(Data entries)
• • • •

PR #6976, opened 2022-06-07
[SFCA -- Trust/Security][Implementation] Address potential security vulnerabilities in NPSP (CRLP)

dfuller114:
We added a code notation to bypass the customized rollup service when the SFCA scanner is executed on the NPSP code base since we don't want all CRLP operations to execute in a system context regardless of user permissions.

# Critical Changes

# Changes

# Issues Closed

# Community Ideas Delivered

# New Metadata

# Deleted Metadata

### DIFF
--- a/force-app/main/default/classes/CRLP_RollupUI_SVC.cls
+++ b/force-app/main/default/classes/CRLP_RollupUI_SVC.cls
@@ -35,6 +35,9 @@
 * @description Lightning Component Server Controller for the Rollups UI page CRLP_Setup.
 */
 
+// Adding custom rule to avoid this class being scanned by the SFCA scanner since we will not enforce FLS for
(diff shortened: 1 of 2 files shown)


force-app/main/default/classes/CRLP_RollupUI_SVC.cls
```diff
@@ -35,6 +35,9 @@
 * @description Lightning Component Server Controller for the Rollups UI page CRLP_Setup.
 */
 
+// Adding custom rule to avoid this class being scanned by the SFCA scanner since we will not enforce FLS for
```
npsp-reedestockton, line 38: This is a useful comment.  Should it be included in CMT_FilterRule_SEL as well?

PR #6984, opened 2022-06-16
[W-11056833] - Added first and final donation date

gerardorodriguezsf:
# Technical Design Document
[[Technical Design Review] W-11056833 - NPSP](https://salesforce.quip.com/XN0BAYs42BnZ)

# Changes
Updated the TableView inner class from the RD2_ETableController class to have the Final Donation processed data, and check permissions for the npe03__Date_Established__c field. Updated the RD2_ERecurringDonationsSelector class to get the npe03__Date_Established__c field. Updated Recurring Donations LWC to expose First Donation and Final Donation (End Date) data.

# Work Closed
[W-11056833](https://gus.lightning.force.com/a07EE00000vnYAPYA2)


JoseRossiSF (approved):
LGTM

force-app/main/default/classes/RD2_ETableController.cls
```diff
@@ -129,22 +131,38 @@ public with sharing class RD2_ETableController {
...
-                                                                                controller.getPaymentMethod(recDonation)));
+                                                                                controller.getPaymentMethod(recDonation),
+                                                                                null));
     
+                    if(recDonation.RecurringType__c == RD2_Constants.RECURRING_TYPE_FIXED) {
+                        fixedRecurringDonationIds.add(recDonation.Id);
+                    }
+                }
+
+                if(!fixedRecurringDonationIds.isEmpty()) {
```
force2b, line 151: This method is getting a little large. Once it starts to have multiple if blocks, nested loops, etc, it's best to consider abstracting out portions of the method into new methods.

force-app/main/default/classes/RD2_ETableController.cls
```diff
@@ -129,22 +131,38 @@ public with sharing class RD2_ETableController {
...
     private List<RD2_ETableController.TableView> getTableViews() {
-        List<RD2_ETableController.TableView> recurringDonations = new List<RD2_ETableController.TableView>();
+        Map<Id, RD2_ETableController.TableView> recurringDonations = new Map<Id,RD2_ETableController.TableView>();
         if(RD2_EnablementService.isRecurringDonations2Enabled) {
             if(controller.hasAccessToRecurringDonation()) {
+                Set<Id> fixedRecurringDonationIds = new Set<Id>();
+
                 for(npe03__Recurring_Donation__c recDonation : selector.getRecurringDonations()) {
-                    recurringDonations.add( new RD2_ETableController.TableView( recDonation,
+                    recurringDonations.put( recDonation.Id, new RD2_ETableController.TableView( recDonation,
```
voduyemi, line 140: Can we exclude the `finalDonation` parameter here since we're just setting a `null` value? We can also remove it from the `TableView` constructor. If we expect to add more optional parameters to the `TableView` constructor, then we should consider building the TableView object using the builder pattern. The `TEST_RecurringDonationBuilder` class is a good example.

gerardorodriguezsf: Thanks Victor, I updated the inner class constructor.

force-app/main/default/classes/RD2_ETableController.cls
gerardorodriguezsf: Thanks Michael, I moved this logic to a new method.

force2b (approved):

voduyemi (approved):

PR #6999, opened 2022-06-21
[Bug Bounty / H1] Unauthorized user can view/manage Donations - Opportunity Names

danielfuller0814:
We added an admin check on the Opportunity Names visualforce page so that page cannot be accessed explicitly outside of NPSP settings except by an admin.

# Critical Changes

# Changes
- We've improved security on the Opportunity Names visualforce page so that it can only be accessed outside of NPSP settings by an admin.

# Issues Closed

# Community Ideas Delivered

# New Metadata

# Deleted Metadata


voduyemi (approved):
Looks good to me! Thanks @danielfuller0814

npsp-reedestockton (commented):
Code looks fine, but nothing appears when accessing page through NPSP Settings menu without admin permissions.  Is that expected??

• • • •

* WORK TASK *
Write out the data above once more, exactly as it reads.

* ANSWER TO THIS EXERCISE *
PR #6976, opened 2022-06-07
[SFCA -- Trust/Security][Implementation] Address potential security vulnerabilities in NPSP (CRLP)

dfuller114:
We added a code notation to bypass the customized rollup service when the SFCA scanner is executed on the NPSP code base since we don't want all CRLP operations to execute in a system context regardless of user permissions.

# Critical Changes

# Changes

# Issues Closed

# Community Ideas Delivered

# New Metadata

# Deleted Metadata

### DIFF
--- a/force-app/main/default/classes/CRLP_RollupUI_SVC.cls
+++ b/force-app/main/default/classes/CRLP_RollupUI_SVC.cls
@@ -35,6 +35,9 @@
 * @description Lightning Component Server Controller for the Rollups UI page CRLP_Setup.
 */
 
+// Adding custom rule to avoid this class being scanned by the SFCA scanner since we will not enforce FLS for
(diff shortened: 1 of 2 files shown)


force-app/main/default/classes/CRLP_RollupUI_SVC.cls
```diff
@@ -35,6 +35,9 @@
 * @description Lightning Component Server Controller for the Rollups UI page CRLP_Setup.
 */
 
+// Adding custom rule to avoid this class being scanned by the SFCA scanner since we will not enforce FLS for
```
npsp-reedestockton, line 38: This is a useful comment.  Should it be included in CMT_FilterRule_SEL as well?

PR #6984, opened 2022-06-16
[W-11056833] - Added first and final donation date

gerardorodriguezsf:
# Technical Design Document
[[Technical Design Review] W-11056833 - NPSP](https://salesforce.quip.com/XN0BAYs42BnZ)

# Changes
Updated the TableView inner class from the RD2_ETableController class to have the Final Donation processed data, and check permissions for the npe03__Date_Established__c field. Updated the RD2_ERecurringDonationsSelector class to get the npe03__Date_Established__c field. Updated Recurring Donations LWC to expose First Donation and Final Donation (End Date) data.

# Work Closed
[W-11056833](https://gus.lightning.force.com/a07EE00000vnYAPYA2)


JoseRossiSF (approved):
LGTM

force-app/main/default/classes/RD2_ETableController.cls
```diff
@@ -129,22 +131,38 @@ public with sharing class RD2_ETableController {
...
-                                                                                controller.getPaymentMethod(recDonation)));
+                                                                                controller.getPaymentMethod(recDonation),
+                                                                                null));
     
+                    if(recDonation.RecurringType__c == RD2_Constants.RECURRING_TYPE_FIXED) {
+                        fixedRecurringDonationIds.add(recDonation.Id);
+                    }
+                }
+
+                if(!fixedRecurringDonationIds.isEmpty()) {
```
force2b, line 151: This method is getting a little large. Once it starts to have multiple if blocks, nested loops, etc, it's best to consider abstracting out portions of the method into new methods.

force-app/main/default/classes/RD2_ETableController.cls
```diff
@@ -129,22 +131,38 @@ public with sharing class RD2_ETableController {
...
     private List<RD2_ETableController.TableView> getTableViews() {
-        List<RD2_ETableController.TableView> recurringDonations = new List<RD2_ETableController.TableView>();
+        Map<Id, RD2_ETableController.TableView> recurringDonations = new Map<Id,RD2_ETableController.TableView>();
         if(RD2_EnablementService.isRecurringDonations2Enabled) {
             if(controller.hasAccessToRecurringDonation()) {
+                Set<Id> fixedRecurringDonationIds = new Set<Id>();
+
                 for(npe03__Recurring_Donation__c recDonation : selector.getRecurringDonations()) {
-                    recurringDonations.add( new RD2_ETableController.TableView( recDonation,
+                    recurringDonations.put( recDonation.Id, new RD2_ETableController.TableView( recDonation,
```
voduyemi, line 140: Can we exclude the `finalDonation` parameter here since we're just setting a `null` value? We can also remove it from the `TableView` constructor. If we expect to add more optional parameters to the `TableView` constructor, then we should consider building the TableView object using the builder pattern. The `TEST_RecurringDonationBuilder` class is a good example.

gerardorodriguezsf: Thanks Victor, I updated the inner class constructor.

force-app/main/default/classes/RD2_ETableController.cls
gerardorodriguezsf: Thanks Michael, I moved this logic to a new method.

force2b (approved):

voduyemi (approved):

PR #6999, opened 2022-06-21
[Bug Bounty / H1] Unauthorized user can view/manage Donations - Opportunity Names

danielfuller0814:
We added an admin check on the Opportunity Names visualforce page so that page cannot be accessed explicitly outside of NPSP settings except by an admin.

# Critical Changes

# Changes
- We've improved security on the Opportunity Names visualforce page so that it can only be accessed outside of NPSP settings by an admin.

# Issues Closed

# Community Ideas Delivered

# New Metadata

# Deleted Metadata


voduyemi (approved):
Looks good to me! Thanks @danielfuller0814

npsp-reedestockton (commented):
Code looks fine, but nothing appears when accessing page through NPSP Settings menu without admin permissions.  Is that expected??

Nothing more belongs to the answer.